:: SOURCE DATA ::
PR #1521, opened 2016-08-18
Tophat fixes

cbrueffer:
More fixes for TopHat:
- actually use the merged BAM file (mapped + unmapped); previously the wrapper would continue with the mapped file
- fix transcriptome index file names for hg38 and hg38-noalt; previously the transcriptome indexes would be rebuilt during every TopHat run


roryk:
Looks great. Thanks!

cbrueffer:
Quick as usual, thanks Rory!

PR #1551, opened 2016-09-12
Fix NameError on Mutect2 missing batches error

lbeltrame:
The code was likely copy-pasted from somewhere else, but lacked
the "items" parameter, therefore any error there would raise a NameError
because of an undefined variable.

This patch simply adds the "items" parameter, and changes the user of
the function accordingly.


chapmanb:
Luca -- apologies about the likely confusing error message here and thank you for the fix.

PR #1557, opened 2016-09-13
return chroms in decreasing order of number of reads to aid in paralllelization.

brentp:
it can help to keep more cores busy if we process in order of number of reads. this probably has a minor effect but does improve my case a few percent when a relatively large chrom (hs37d5) occurs last in the bam. This reduces the amount of time when a single core (out of N) is left processing the last few large chroms.


brentp:
I'm closing this as it doesn't do much for the extra complexity.

PR #1588, opened 2016-10-04
Fixing Links

raonyguimaraes:
I corrected some of the links that were broken.


chapmanb:
Raony -- thanks so much for the fixes. Much appreciated.

PR #1617, opened 2016-10-31
Coverage QC updates

vladsaveliev:
Starting a pull request for changes that I've been working on. This is more like a suggestion PR, so feel free to let me know if you have a better idea regarding each point.

1. Fixing QualiMap running parameters:
 - Add `--skip-duplicated --skip-dup-mode 0` to report only marked duplicates.
 - Providing correct `-gd` parameter (HUMAN/MOUSE). It will make QualiMap plot the reference GC for comparison with sample GC content distributions. I also made a pull request to MultiQC QualiMap module to render the ref GC line (https://github.com/ewels/MultiQC/pull/325). This PR also has fixes for the cumulative coverage plot.
 - QualiMap's metric names are postfixed with "_1e7reads_est" regardless of full/downsampled mode. Fixed that as well.

2. MultiQC extracts the sample name for QualiMap from the BAM file name (for general stats) and from the base folder name (and for the plot data, e.g. `<sample>/raw_data_qualimapReport/insert_size_histogram.txt`). Currently it means that the MultiQC report for bcbio will contain samples named "<sample>-dedup" and "qualimap". I addressed this issue in bcbio: a symlink is created for the input BAM file named <sample>.bam and fed into QualiMap instead of <sample>-dedup.bam; and also an extra level of directory is created named after the sample (so instead of qualimap/*, QualiMap data is saved into qualimap/<sample>/*). This latter affected both RNAseq and DNAseq.
Also, search of secondary files for QC results was only 2 level deep, meaning that QualiMap's raw_data_qualimapReport content would never be parsed. I made a fix to walk all the way down the directory tree to find the secondary data. Let me know if there was a specific reason to search only 2 levels deep. Would it make sense to restrict it by 3 levels now?

3. Function "bcbio/variation/coverage.py:_median_coverage" in bcbio:
 - In fact calculates average coverage, not median;
 - If target is available, it miscalculates coverage. It uses samtools' idxstats which reports stats for full genome; but the denominator for average coverage is total bed size, not full genome.
 - Additionally, it makes sense to ignore flagged duplicates and unmapped reads.
I addressed those issues: it now uses different methods to find whole genome and target coverage, depending of BED file presence.

4. Function "calculate_offtarget":
Currently, the offtarget count is reported as the total properly mapped reads, minus properly mapped reads on target. I propose to ignore flagged duplicates as well. I also added a metric "usable reads" which represents percentage of mapped unique reads on target as a share to all raw reads. I renamed this function to "target_coverage_stats" and reporting the stats in _run_qc_tools/_run_coverage_qc.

:: WHAT THE EXERCISE ASKS ::
Every line in the records above with "there" in it adds one to the count; give that count and nothing else.

:: RESPONSE TO THIS EXERCISE ::
2